UPDATE: I was so convinced that I must be doing something wrong that I shot some more clips, this time with less harsh lighting. No, change however, the T2i is still soft and the new clips show just how big a problem aliasing is. You have to consider that the coloured moire patterns are recorded like that, no amount of grading will get rid of it. A small amount of diffusion on the camera should help, but then your going to have to work out how much to soften and diffuse each shot to make sure your not making the pictures even softer than they already are.

EX top, Canon T2i bottom

The frame grabs are all 1:1 pixel for pixel, no trickery has been used! You can download some further examples by clicking here. Even if you were shooting stuff for the web this level of aliasing could cause big problems as it’s really obvious. For this shot I had the Canons sharpness setting turned all the way down. I have also turned down the contrast setting as this gives better dynamic range with less crushed blacks. My workflow is to import the H264 files from the camera and then convert them to ProResHQ. This helps a little with sharpness over working with the native H264, but for me this last test was the nail in the coffin for DSLR’s as footage like this would simply be unusable. If you watch the YouTube clip please make sure you watch it full screen or at least at the 480P setting. The small embedded size doesn’t show the aliasing as much as the bigger versions.
FURTHER UPDATE:
OK, so it’s defiantly not just me doing something wrong. When in focus the T2i/550D aliases (as do all the current Canon DSLR’s). This is a grab from Philip Blooms latest Canon short. For once this is a daylight piece and as I expected it exhibits a lot of aliasing. The grab is actually taken from the thumbnail on his exposure room page. I’m really pleased to see this as it shows that aliasing is a problem for the experts too. You start to appreciate why so many of the Canon shorts are shot at night, with millimeter deep DoF… it’s to stay clear of having stuff in focus that will alias. there are filters from Caprock that are supposed to help, but you need a different filter for each focal length and aperture that you use, they also soften the picture somewhat.
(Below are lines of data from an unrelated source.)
PR #146, opened 2015-06-30
[BACKLOG-3310] - (Using BISERVER-6.0-SNAPSHOT) Error opening Interaive report

rfellows:
The content generator instances were hanging onto stale versions of member variables (from previous executions) and the incorrect information was being used (like request parameters and report definitions) that did not apply.


rfellows:
@rmansoor please review

PR #160, opened 2015-08-25
[BACKLOG-4038]

diogofscmariano:
- Moved the glass pane hide, allowing it to occur every time the submit ended, even if the prompts still need an input from the user

@pamval @krivera-pentaho @annapopova1 @rfellows @scottyaslan @plagoa please review
Dont merged it yet. Tomorrow i want to do more tests and check every unit test. But the implementation should be finished


diogofscmariano:
dependent on https://github.com/pentaho/pentaho-platform-plugin-common-ui/pull/486

PR #161, opened 2015-08-27
[BACKLOG-4265] Enable POST for report viewing

scottyaslan:


package-res/reportviewer/report.html
```diff
@@ -116,7 +116,10 @@
 
 <div id="reportArea" class="pentaho-transparent">
   <div id="reportPageOutline">
-    <iframe id="reportContent" frameborder="0"></iframe>
+    <form id="hiddenReportContentForm" method="post" target="reportContentIframe">
```
krivera-pentaho: Since we are already using jquery, is there a reason you are using a hidden form instead of using jquery to perform the post?
http://api.jquery.com/jquery.post/

scottyaslan: Absolutely! The reason is because of the iframe. There are things happening once the report is loaded etc. that trigger the functionality between PUC and that iframe. This approach leaves all of that alone, POST's the data as required and loads it in the existing iframe. Everyone listening for that or interacting with it behaves as before.

krivera-pentaho: What things are listening to the form you just added? I am not talking about the iframe, which is still present, but the form. The only thing that other elements would be listening to is when the iFrame is loaded, but not when the POST of the new form is complete.

Though it is technically correct, using a form to perform simple POSTs is a little antiquated (kind of like putting inline styles in an HTML tag instead of having CSS). And for manipulating/loading content into an iFrame from the result of the POST, you can do the solution that is provided in this article (http://stackoverflow.com/questions/8226307/set-iframe-innerhtml-without-loading-page-in-it-with-jquery) which is to get the iFrame and write the result of the POST to the contentDocument of the iFrame.

pentaho-nbaker:
We use This Form/Target technique in a lot of areas of the product already. Writing out to the DOM of an empty Iframe isn't as straight-forward as one would like to believe. <scripts> won't load synchronously, document.writes won't work, CSS can load in the wrong order. Form posting to an Iframe to get around the request length limit is a very valid technique.

PR #163, opened 2015-08-31
[BACKLOG-4038] - Review the prompting lifecycle

plagoa:
- Fixed small issue where the glass pane was preventing the user from changing his selection when Auto-Submit wasn't checked;


plagoa:
@diogofscmariano @annapopova1 @krivera-pentaho @scottyaslan @rfellows @pamval please review

krivera-pentaho:
Does this change need to be ported into PIR as well or is this only for report viewer?

PR #166, opened 2015-09-15
[BACKLOG-5149] - prpt Date Picker Prompt does not behave as expected …

plagoa:
…in PUC

- Added validation for timestamp values


plagoa:
@diogofscmariano @annapopova1 @krivera-pentaho @scottyaslan @rfellows @pamval please review

PR #177, opened 2015-11-10
PDB-1869 - Dashboard displays a blank PIR report if it contains a Pro…

Aliaksandr-Kastenka:
…mpt with option 'Allow multiple selections'

### DIFF
--- a/src/org/pentaho/reporting/platform/plugin/ReportContentUtil.java
+++ b/src/org/pentaho/reporting/platform/plugin/ReportContentUtil.java
@@ -106,13 +106,27 @@ public class ReportContentUtil {
 
   public static Object computeParameterValue( final ParameterContext parameterContext,
       final ParameterDefinitionEntry parameterDefinition, final Object value ) throws ReportProcessingException {
-    if ( value == null ) {
+      Object def = null;
+      if ( value == null ) {
       // there are still buggy report definitions out there ...
-      return null;
+      if ( parameterDefinition.getDefaultValue( parameterContext ) != null ) {
+        def = parameterDefinition.getDefaultValue( parameterContext );
+      } else {
+        return null;
+      }
     }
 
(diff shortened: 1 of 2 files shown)


Aliaksandr-Kastenka:
I closed previous pull-request https://github.com/pentaho/pentaho-platform-plugin-interactive-reporting/pull/287
@pamval @diogofscmariano 
Please review. If it is ok, i will update pr with test.

src/org/pentaho/reporting/platform/plugin/ReportContentUtil.java
```diff
@@ -106,13 +106,27 @@ public static ValidationResult applyInputsToReportParameters( final MasterReport
...
+      if ( parameterDefinition.getDefaultValue( parameterContext ) != null ) {
+        def = parameterDefinition.getDefaultValue( parameterContext );
+      } else {
+        return null;
+      }
     }
 
     final Class valueType = parameterDefinition.getValueType();
     final boolean allowMultiSelect = isAllowMultiSelect( parameterDefinition );
+
```
pamval: Isn't this too strong ? Shouldn't this be done only when we know the parameter is of type List ?
Otherwise, we're converting every string with a comma to an array list value which could be wrong.

I could be wrong but that's what it seems like it's being done here.

Aliaksandr-Kastenka:
@pamval 
When user simply opens prpti-report, this logic is in use:
https://github.com/pentaho/pentaho-platform-plugin-interactive-reporting/blob/master/src/com/pentaho/iadhoc/service/util/ThinParameterConverter.java#L128-L136
default value is setting by ThinParameterConverter
When user add prpti-report in dashboard this logic is not called, value is not set and this leads to the issue.

pamval:
ok, sounds sort of reasonable. @diogofscmariano  please process pull request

Aliasing in Phil Blooms latest edit

If you want my opinion, then it has to be that the Canon’s are close, but still a mile away. The aliasing issue is a biggie. Sort it out and the skew, jello and overheating can be worked around, but if you have to worry about simply having a piece of wood in focus and whether it’s going to exhibit rainbows of colour or whether cobble stones will twitter and change colour (At 00.35 and this is from Canon) then it will limit what you can do. There is quite a lot of aliasing in Phil’s new daytime clip, basically anytime anything is steady, has texture and is in focus, it aliases. I’ve been shot down in flames on other forums for saying that this is a problem, but if even the experts can’t deal with it then what hope does everyone else have? I would love to have the option of shooting with the shallow DoF that the Canon’s offer, but not at the expense of having to avoid any kind of texture. Perhaps Red and Scarlet will be better, perhaps Canon will sort it out, or perhaps not, as the cameras are clearly selling like hot cakes, even with the issues. If they do fix it then the camera will almost certainly be for video only.